The "steerability" of the model has also been improved. While previous video generation systems often required a shot-by-shot approach, Sora 2 is stated to be more capable of telling longer, more coherent stories with multiple shots within a single generation. This allows for the creation of more complex narratives in one go.
Introducing the "Cameo" Feature for Personalized Content
A unique feature introduced with Sora 2 is "Cameo," which allows users to insert a specific person, pet, or object into any Sora-generated environment. According to the presentation, this capability emerges from the system's world simulation models.
The process works by having the model observe a short video clip of the subject. The model develops a deep understanding of the subject, enabling it to be injected into any prompt as if it were a text token.

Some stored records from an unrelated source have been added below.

PR #396, opened 2019-04-03
Changed all external dependencies to compileOnly so that Resilience4j…

RobWin:
… does not introduce too many transitive dependencies.


Romeh:
we will make a new one once fixing all compilation issues

Issue #343, opened 2019-02-22
Behavior in half_open state


hraab:
My primary use case is to open the circuit when backend timeouts occur.

When I use a time limiter chained with a circuit breaker (like in examples) I found that the behavior in HALF_OPEN state is not as I would exptect. When HALF_OPEN, all subsequent requests will go to the backend (and time out) until the circuit breaker switches to OPEN again. I would expect that only 1 request (or configurable amount) will be done in HALF_OPEN state for probing the backend. This is the way Hystrix works. But resilience4j always permits calls in HALF_OPEN state. Therefore all calls will reach reach the time limiter.

Did I miss something? Or is it not possible to get a Hystrik-like behavior? I'm afraid that the latter is true due to the way how resilience4j works (chained decorators which are independend from another).

RobWin:
Hi, thanks for using Resilience4j.

> Did I miss something?
Yes, you missed to read the [implementation details](http://resilience4j.github.io/resilience4j/#_implementation_details) :) 
Resilience4j uses a ring bit buffer to evaluate the failure rate in the HALF_OPEN state. The size of the ring buffer is configurable.  You can configure it to 1, but I would not advice to do so. Imagine you have a backend with multiple instances behind a round-robin load balancer. Just 1 instance could be unreliable which unfortunately answers your only request for probing the backend. The CircuitBreaker switches to OPEN and blocks all calls, even if all other backend instances would respond successfully.

If that's your set-up, better use a `ringBufferSizeInHalfOpenState` >1 and configure your failure rate threshold accordingly.

hraab:
Hi Robert, thanks for your answer.

I set the ring buffer size for HALF_OPEN to 1 (for testing). The problem is: Before the circuit breaker gets a failure, the timeout must occur. The timeout is the "failure" to which the circuit breaker reacts (going from HALF_OPEN to OPEN again). During this period of time all requests will go to the not responding backend (and time out as well).

RobWin:
Ok, I got your point.
That's true. The CircuitBreaker does not reject any further calls yet, when all of the configured probing request have been initiated. That would be an interesting new feature which should be configurable. But it would require to track initiated requests when in HALF_OPEN state.

Would you like to create a PR? But you would have to dip into the internals of the CircuitBreaker.

hraab:
Cannot promise anything. I'll have look into the code.

leonard84:
[...]

PR #402, opened 2019-04-04
WIP:Issue #343: CircuitBreaker should only allow a certain number of test…

RobWin:
… requests in HALF_OPEN and reject calls when maximum number is reached. The number of requests is equal to ringBufferSizeInHalfOpenState.


resilience4j-circuitbreaker/src/main/java/io/github/resilience4j/circuitbreaker/internal/CircuitBreakerState.java
```diff
@@ -32,7 +32,9 @@
         this.stateMachine = stateMachine;
     }
 
-    abstract boolean isCallPermitted();
+    abstract boolean obtainPermission();
```
leonard84: Having done some C# programming I would actually switch how you implemented them, `tryObtainPermission()` should return `boolean` and `obtainPermission()` should throw an exception.

See https://stackoverflow.com/questions/467613/parse-v-tryparse

RobWin: Yes makes sense.

RobWin: Be aware that the PR is still work in progress. But feel free to review  it

Romeh:
@RobWin  we do not need to follow the same naming for Fixed thread pool bulkhead or this will be done on another PR ?

RobWin:
Same naming, should be done in this PR

PR #408, opened 2019-04-04
Change dependencies to compile only

RobWin:


Romeh:
@RobWin  can u please mention the same on the documentation so the users are aware of that so they can apply the same when the use it ?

To ensure user control and prevent impersonation, setting up a Cameo requires a specific flow. A user must record a dynamic audio prompt and pass a liveness check, which involves moving their head in specified directions. This data is validated to confirm the user's identity. Once a Cameo is approved, the user has full control over who can use their likeness, with permission settings including "Only I can use my cameo," "people I approve," "mutuals," and "everyone." Users are also granted ownership rights over any video created with their authorized Cameo, including the ability to delete it.
The Sora App: A New Platform for AI-Generated Content
Sora 2 is being launched within the Sora app, a new product described as a social platform where all content is AI-generated by its human users. The interface is designed to be familiar to users of social media, featuring profiles and the ability to follow other users.
A key function of the app is the "remix" feature, which allows a user to take an existing video and generate their own variation of it by providing a new prompt. The app's feed is designed to heavily prioritize "connected content" from a user's friends and family. A beta feature is also in development that will allow users to guide the feed's content based on a chosen mood, such as "relaxing" or a desire to see "cute animals."
User Control, Safety, and Content Provenance
The platform incorporates several measures for safety and content identification. To ensure content is clearly labeled as AI-generated when it leaves the platform, several provenance techniques are used:
- Videos are visibly watermarked upon export.
- The C2PA standard is utilized.
- Internal techniques are in place to trace generations back to the Sora platform.
The system employs reasoning models to make it difficult to create harmful, X-rated, or violent content, which is noted as particularly important for the Cameo feature. For users under 18, the app has a separate set of policies, including the absence of an infinite scroll by default, replaced by a stopping period with a cool-down. For adults, the app will provide nudges to encourage creation if a user is detected to be in a "doom scroll loop."
Rollout and Future Availability
The Sora app is scheduled for an initial launch on iOS for users in the U.S. and Canada. The rollout will be invite-based, with users who get off the waitlist receiving four invite codes to share with friends.
In addition to the new app, the existing sora.com web application will be updated with the Sora 2 model. A new "storyboard" feature, allowing for more granular shot-by-shot control, is also planned for the web app. Furthermore, an API for Sora 2 is expected to be launched in the coming weeks to allow developers to integrate the technology into their own applications and video editors.